Statistics Canada said Wednesday that excluding gasoline the year-over-year inflation rate would have been two per cent in January.

Source: Statistics Canada
Costs grew for fresh vegetables by five per cent, largely attributable the agency says to a 10.8 per cent bump in the price of tomatoes stemming from inclement weather in growing regions of the United States and Mexico.
The overall increase in prices of 2.4 per cent compared with a year ago was also driven by increased mortgage interest costs, purchases of passenger vehicles, auto insurance premiums, and a bump in rents.
Douglas Porter, chief economist at BMO Financial Group, said one notable source of strength for underlying inflation in the past year has been clothing—which normally is a drag on inflation trends.
The broad clothing and footwear category was up 0.8 per cent compared to December and 3.9 per cent on yearly basis, the fastest since 1991, Porter said. Prices for clothing grew by 4.7 per cent over the year, he said.
“Just to give sense of how unusually strong that is, this category has averaged an annual price decline of 0.8 per cent over the past 20 years,” Porter said.
The increases were partly offset by lower prices for telephone services, internet access, tuition fees and traveller accommodation.
The average of Canada’s three measures for core inflation, which are considered better gauges of underlying price pressures and closely tracked by the Bank of Canada, was 2.033 per cent compared with 2.067 per cent for December.

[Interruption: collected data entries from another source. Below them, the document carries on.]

PR #206, opened 2019-06-04
Use string status codes in error responses

jasondew:
The [JSON:API spec for errors](https://jsonapi.org/format/#errors) says that the status should be "expressed as a string value" so this PR makes that change!


jherdman:
Nice catch!

PR #208, opened 2019-06-17
Fix #207 problems with 'self' pagination link

### LINKED ISSUE #207: Problems with `self` pagination link
Hi. We're trying to upgrade to a version that includes https://github.com/jeregrine/jsonapi/pull/189, but have run into some problems.

Here's an example of some test regressions we have:
```elixir
  9) test index respects the page number 7 and size 3 (OurAppWeb.FooControllerTest)
     test/our_app_web/controllers/foo_controller_test.exs:342
     Assertion with == failed
     code:  assert resp["links"] == expected_pagination_links("foos", page_params)
     left:  %{"first" => "/api/v1/foos?page[page]=1&page[page-size]=3", "last" => "/api/v1/foos?page[page]=10&page[page-size]=3", "next" => "/api/v1/foos?page[page]=8&page[page-size]=3", "prev" => "/api/v1/foos?page[page]=6&page[page-size]=3", "self" => "http://localhost/foos"}
     right: %{"first" => "/api/v1/foos?page[page]=1&page[page-size]=3", "last" => "/api/v1/foos?page[page]=10&page[page-size]=3", "next" => "/api/v1/foos?page[page]=8&page[page-size]=3", "prev" => "/api/v1/foos?page[page]=6&page[page-size]=3", "self" => "/api/v1/foos?page[page]=7&page[page-size]=3"}
     stacktrace:
       test/our_app_web/controllers/foo_controller_test.exs:361: (test)
```

You see that the `self` value lacks the pagination params, pointing instead to a raw top-level `/foos` endpoint. I presume this comes from [view.url_for/2 here](https://github.com/jeregrine/jsonapi/pull/189/files?file-filters%5B%5D=.ex&file-filters%5B%5D=.exs&hide-deleted-files=true#diff-c6eda26dd75d06ea8b08bf45cb6f3f33R167)

In addition, I notice that [`@type links` in `paginator.ex` lacks the `self` key](https://github.com/jeregrine/jsonapi/pull/189/files?file-filters%5B%5D=.ex&file-filters%5B%5D=.exs&hide-deleted-files=true#diff-0e2f0db679e38d3135ee38439ff91b52R12). This seems at least tangentially related.

thebrianemory:
I was working with @kbaird when we came across the issue with #207.  This combines the version of `merge_base_links/4` previous to #189 and the implementation it introduced. This keeps all tests green while fixing our issue with `self` pagination links.

### DIFF
--- a/lib/jsonapi/serializer.ex
+++ b/lib/jsonapi/serializer.ex
@@ -161,7 +161,9 @@ defmodule JSONAPI.Serializer do
 
   defp merge_base_links(%{links: links} = doc, data, view, conn) do
     view_links =
-      Map.merge(%{self: view.url_for(data, conn)}, view.links(data, conn)) |> Map.merge(links)
+      %{self: view.url_for(data, conn)}
+      |> Map.merge(view.links(data, conn))
+      |> Map.merge(links)
 
     Map.merge(doc, %{links: view_links})
   end
--- a/lib/jsonapi/serializer.ex
+++ b/lib/jsonapi/serializer.ex
@@ -161,10 +161,7 @@ defmodule JSONAPI.Serializer do
 
   defp merge_base_links(%{links: links} = doc, data, view, conn) do
     view_links =
-      data
-      |> view.links(conn)
-      |> Map.merge(links)
-      |> Map.merge(%{self: view.url_for(data, conn)})
+      Map.merge(%{self: view.url_for(data, conn)}, view.links(data, conn)) |> Map.merge(links)
 
     Map.merge(doc, %{links: view_links})
   end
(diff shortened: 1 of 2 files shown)


snewcomer:
Looks good!  If you run `mix credo --strict`, there is a small error that hopefully should make the tests pass!

thebrianemory:
> Is it possible to add a test that would have caught this regression?

Sure thing!

thebrianemory:
Updated `SerializerTest` to return a proper self link. This included adding a self link for the test `Paginator` and updating the test on line 585:
"serialize includes pagination links if page-based pagination is requested".

It now asserts that the result of calling `Serializer.serialize/5` will return a properly formatted
self link. This can be verified by changing how `view_links` is created in
`Serializer.merge_base_links/4`.

The above mentioned test will pass with the changes in my PR
```elixir
view_links =
  %{self: view.url_for(data, conn)}
  |> Map.merge(view.links(data, conn))
  |> Map.merge(links)
```
but will fail with the previous version
```elixir
view_links =
  data
  |> view.links(conn)
  |> Map.merge(links)
  |> Map.merge(%{self: view.url_for(data, conn)})
```

This should help against future regressions.

PR #211, opened 2019-09-27
Fix `UnderscoreParameters` with Camelized Keys

jherdman:


lib/jsonapi/utils/string.ex
```diff
@@ -24,10 +24,16 @@ defmodule JSONAPI.Utils.String do
       iex> underscore("-top--posts-")
       "-top--posts-"
 
+      iex> underscore("corgiAge")
+      "corgi_age"
```
snewcomer: Purely curious - what cases are you finding for underscoring a camelized value?  Is dasherizing a camelized value also an applicable use case?

jherdman: My API accepts parameters that are camelized, e.g. a POST might look like:

```json
{
  "data": {
    "attributes": {
      "firstName": James
// snip
```

The `UnderscoreParameters` module wasn't transforming these into underscore values for ease of use with Elixir (which is how I caught this to begin with).

snewcomer: Ah ok 👍 Just incoming fields...

PR #214, opened 2019-10-23
Add query parameters to the links

komlanvi:
Query parameters are missing from the generated payload and pagination links which only include pagination information (page offset and size).

### DIFF
--- a/lib/jsonapi/utils/list.ex
+++ b/lib/jsonapi/utils/list.ex
@@ -4,10 +4,6 @@ defmodule JSONAPI.Utils.List do
   @doc """
   Transforms a Map into a List of Tuples that can be converted into a query string via URI.encode_query/1
 
-  - if values are terms that implements the String.Chars protocol it returns [{key1, value1}, {key2, value2}]
-  - if any value is a list es. %{key1: ["a", "b"]} it returns [{key1[], "a"}, {key1[], "b"}]
-  - if any value is a map es. %{key1: %{key2: "c", key3: "d"}} it returns [{key1[key2], "c"}, {key1[key3], "d"}]
-
   ## Examples
 
       iex> to_list_of_query_string_components(%{"number" => 5})
--- a/lib/jsonapi/utils/list.ex
+++ b/lib/jsonapi/utils/list.ex
@@ -1,0 +1,50 @@
+defmodule JSONAPI.Utils.List do
+  @moduledoc """
+  Utility functions to build a list from a map in a different format than the one returned by Map.to_list/2
+  """
+
+  @doc """
+  Transform a map es. %{key1: value1, key2: value2} into a list of two element tuple.
+
+  - if values are terms that implements the String.Chars protocol it returns [{key1, value1}, {key2, value2}]
+  - if any value is a list es. %{key1: ["a", "b"]} it returns [{key1[], "a"}, {key1[], "b"}]
+  - if any value is a map es. %{key1: %{key2: "c", key3: "d"}} it returns [{key1[key2], "c"}, {key1[key3], "d"}]
+
+  ## Examples
+
+      iex> to_custom_list(%{"number" => 5})
+      [{"number", 5}]
+
+      iex> to_custom_list(%{color: "red"})
+      [{:color, "red"}]
+
+      iex> to_custom_list(%{"alphabet" => ["a", "b", "c"]})
+      [{"alphabet[]", "a"}, {"alphabet[]", "b"}, {"alphabet[]", "c"}]
+
+      iex> to_custom_list(%{"filters" => %{"age" => 18, "name" => "John"}})
+      [{"filters[age]", 18}, {"filters[name]", "John"}]
+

Royce Mendes, executive Director and senior economist at CIBC Capital Markets, said he expects inflation to cool off in the months ahead, moving back down to the two per cent level.
“As a result, the Bank of Canada will be more concerned with the outlook for other indicators, particularly employment and consumer spending,” Mendes wrote in a research note to clients.
“A divergence between solid hiring and underwhelming activity data appears to be showing up again, and central bankers will need to determine which has more staying power.”